Problem statement ▸
If a line in the data holds the string "multiple", list it.

Records to use ▸

PR #2307, opened 2026-07-03
arm64: fill NULL stream bus_space slots on memmap_bus

b1nc0d3x:
## Summary

`memmap_bus` in `sys/arm64/arm64/bus_machdep.c` leaves every "stream" access slot NULL except the multi variants. Any caller that reaches for e.g. `bus_read_region_stream_2()` on arm64 jumps through a NULL function pointer.

`bhnd(4)` exercises this path. On RockPro64 (RK3399) with a BCM4312 attached under `bwn(4)`, `bhndb_pci_attach()` succeeds and `bhnd_nvram0 <SPROM/OTP>` is announced; the first SPROM read inside `bhnd_nvram_sprom_ident()` then panics:

```
Fatal data abort:
 x9:  memmap_bus
 x16: bhnd_nvram_iores_read+0x0
 lr:  bhnd_nvram_iores_read+0x12c
 elr: 0x0000000000000000
 far: 0x0000000000000000
 esr: 0x86000004         (instruction abort, address 0)
```

Callchain: `bwn_pci_attach → bhndb_attach_bridge → bhndb_pci_attach → bhnd_sprom_attach → bhnd_nvram_store_parse_new → bhnd_nvram_data_new → bhnd_nvram_sprom_new → bhnd_nvram_sprom_ident → bhnd_nvram_iores_read` (dispatching `bus_read_region_stream_2`) → `memmap_bus.bs_rr_2_s == NULL`.

Fill in the NULL slots by aliasing them to their non-stream twins. On aarch64 (little-endian CPU) accessing little-endian PCIe/MMIO, "stream" (no host↔bus swap) and "non-stream" access are byte-identical, so no functional change for existing callers — the multi-stream slots are already handled the same way.

## Test plan

- [x] arm64 kernel build (RockPro64, RP64KERN_KMS)
- [x] `bwn(4)` BCM4312 attach through full bhnd/SIBA enumeration; no NULL-fn panic
- [x] `wpa_supplicant(8)` WPA2/CCMP 4-way handshake completes
- [x] ICMP round-trip over the air to the AP

### DIFF
--- a/sys/arm64/arm64/bus_machdep.c
+++ b/sys/arm64/arm64/bus_machdep.c
@@ -242,11 +242,11 @@ struct bus_space memmap_bus = {
 	.bs_c_4 = NULL,
 	.bs_c_8 = NULL,
 
-	/* read single stream */
-	.bs_r_1_s = NULL,
-	.bs_r_2_s = NULL,
-	.bs_r_4_s = NULL,
-	.bs_r_8_s = NULL,
+	/* read single stream (LE CPU + LE bus: no swap, same as non-stream) */
+	.bs_r_1_s = generic_bs_r_1,
+	.bs_r_2_s = generic_bs_r_2,
+	.bs_r_4_s = generic_bs_r_4,
+	.bs_r_8_s = generic_bs_r_8,
 
 	/* read multiple stream */
 	.bs_rm_1_s = generic_bs_rm_1,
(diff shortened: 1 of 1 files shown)


sys/arm64/arm64/bus_machdep.c
```diff
@@ -242,41 +242,41 @@ struct bus_space memmap_bus = {
...
 	.bs_rm_2_s = generic_bs_rm_2,
 	.bs_rm_4_s = generic_bs_rm_4,
 	.bs_rm_8_s = generic_bs_rm_8,
 
-	/* read region stream */
-	.bs_rr_1_s = NULL,
-	.bs_rr_2_s = NULL,
-	.bs_rr_4_s = NULL,
-	.bs_rr_8_s = NULL,
+	/* read region stream (LE CPU + LE bus: no swap, same as non-stream) */
```
zxombie, line 257: You don't need to update these comments, we don't have this extra comment for `write multiple stream` below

Response to this task ▸
 	/* read multiple stream */
zxombie, line 257: You don't need to update these comments, we don't have this extra comment for `write multiple stream` below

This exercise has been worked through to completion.